SUPPLIED ENTRIES: Begin
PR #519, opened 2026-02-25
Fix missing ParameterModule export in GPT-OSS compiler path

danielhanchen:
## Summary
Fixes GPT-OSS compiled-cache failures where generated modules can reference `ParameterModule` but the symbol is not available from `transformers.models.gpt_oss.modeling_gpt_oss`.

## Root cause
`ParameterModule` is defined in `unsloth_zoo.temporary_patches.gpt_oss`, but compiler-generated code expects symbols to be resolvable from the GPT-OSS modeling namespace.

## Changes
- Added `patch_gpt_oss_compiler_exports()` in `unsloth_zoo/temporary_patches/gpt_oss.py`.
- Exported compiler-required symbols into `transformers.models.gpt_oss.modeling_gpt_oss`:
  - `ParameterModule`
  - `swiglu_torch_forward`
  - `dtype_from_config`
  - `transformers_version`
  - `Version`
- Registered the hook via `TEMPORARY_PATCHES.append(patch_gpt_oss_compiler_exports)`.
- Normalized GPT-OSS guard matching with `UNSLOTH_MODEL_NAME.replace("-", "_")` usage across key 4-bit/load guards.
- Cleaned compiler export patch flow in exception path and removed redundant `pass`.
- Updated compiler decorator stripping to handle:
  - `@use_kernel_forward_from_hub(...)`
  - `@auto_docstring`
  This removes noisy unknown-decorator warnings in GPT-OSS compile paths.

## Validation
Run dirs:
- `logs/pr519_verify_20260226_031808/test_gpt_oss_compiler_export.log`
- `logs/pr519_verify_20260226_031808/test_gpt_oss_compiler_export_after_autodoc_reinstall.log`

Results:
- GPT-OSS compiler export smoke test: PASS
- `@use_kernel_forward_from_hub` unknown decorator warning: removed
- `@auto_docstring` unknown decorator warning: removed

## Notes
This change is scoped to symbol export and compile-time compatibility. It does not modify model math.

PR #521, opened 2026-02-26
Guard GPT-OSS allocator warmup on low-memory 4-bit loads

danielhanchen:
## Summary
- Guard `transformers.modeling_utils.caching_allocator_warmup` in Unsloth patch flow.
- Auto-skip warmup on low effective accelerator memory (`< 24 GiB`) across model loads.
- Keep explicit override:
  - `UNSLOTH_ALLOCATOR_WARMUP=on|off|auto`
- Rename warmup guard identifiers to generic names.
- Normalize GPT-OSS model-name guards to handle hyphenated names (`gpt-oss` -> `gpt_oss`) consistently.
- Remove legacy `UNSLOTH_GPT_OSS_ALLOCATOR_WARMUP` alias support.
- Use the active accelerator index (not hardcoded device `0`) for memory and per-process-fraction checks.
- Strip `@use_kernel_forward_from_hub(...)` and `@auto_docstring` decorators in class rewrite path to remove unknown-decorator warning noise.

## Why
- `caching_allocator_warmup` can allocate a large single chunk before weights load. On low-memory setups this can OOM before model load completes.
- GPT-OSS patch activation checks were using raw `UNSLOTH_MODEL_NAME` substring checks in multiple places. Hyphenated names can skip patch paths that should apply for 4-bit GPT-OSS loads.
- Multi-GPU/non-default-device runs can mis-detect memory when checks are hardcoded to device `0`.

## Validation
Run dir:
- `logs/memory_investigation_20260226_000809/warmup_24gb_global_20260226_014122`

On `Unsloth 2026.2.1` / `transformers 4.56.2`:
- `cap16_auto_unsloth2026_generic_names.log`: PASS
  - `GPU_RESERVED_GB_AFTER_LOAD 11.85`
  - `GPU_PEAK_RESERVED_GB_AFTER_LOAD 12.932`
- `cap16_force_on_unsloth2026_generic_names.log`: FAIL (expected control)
SUPPLIED ENTRIES: End
SUPPLIED ENTRIES: Begin
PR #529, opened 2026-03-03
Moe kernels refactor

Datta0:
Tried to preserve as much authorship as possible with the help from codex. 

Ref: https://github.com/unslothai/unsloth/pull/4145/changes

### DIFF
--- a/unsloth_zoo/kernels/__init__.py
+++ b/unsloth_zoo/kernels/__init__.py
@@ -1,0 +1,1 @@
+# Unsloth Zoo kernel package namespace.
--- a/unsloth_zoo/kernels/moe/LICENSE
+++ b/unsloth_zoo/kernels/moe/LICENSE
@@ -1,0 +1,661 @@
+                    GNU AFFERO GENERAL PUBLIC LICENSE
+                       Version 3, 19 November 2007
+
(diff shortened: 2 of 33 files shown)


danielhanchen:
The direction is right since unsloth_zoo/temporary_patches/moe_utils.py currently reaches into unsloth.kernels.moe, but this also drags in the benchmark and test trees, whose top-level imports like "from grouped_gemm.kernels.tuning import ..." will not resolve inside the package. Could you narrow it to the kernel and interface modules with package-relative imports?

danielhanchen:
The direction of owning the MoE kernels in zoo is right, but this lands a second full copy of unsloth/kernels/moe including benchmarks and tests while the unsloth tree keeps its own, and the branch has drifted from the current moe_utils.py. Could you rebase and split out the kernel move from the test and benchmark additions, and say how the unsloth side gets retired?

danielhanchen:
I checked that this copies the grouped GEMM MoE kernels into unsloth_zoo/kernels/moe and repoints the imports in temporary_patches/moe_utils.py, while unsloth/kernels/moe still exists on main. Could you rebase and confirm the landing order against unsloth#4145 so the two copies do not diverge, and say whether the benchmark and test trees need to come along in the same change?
SUPPLIED ENTRIES: End
» TASK OBJECTIVE: Only the lines above that include the word "right" belong in the answer; copy each one.

» EXPECTED ANSWER:
The direction is right since unsloth_zoo/temporary_patches/moe_utils.py currently reaches into unsloth.kernels.moe, but this also drags in the benchmark and test trees, whose top-level imports like "from grouped_gemm.kernels.tuning import ..." will not resolve inside the package. Could you narrow it to the kernel and interface modules with package-relative imports?
The direction of owning the MoE kernels in zoo is right, but this lands a second full copy of unsloth/kernels/moe including benchmarks and tests while the unsloth tree keeps its own, and the branch has drifted from the current moe_utils.py. Could you rebase and split out the kernel move from the test and benchmark additions, and say how the unsloth side gets retired?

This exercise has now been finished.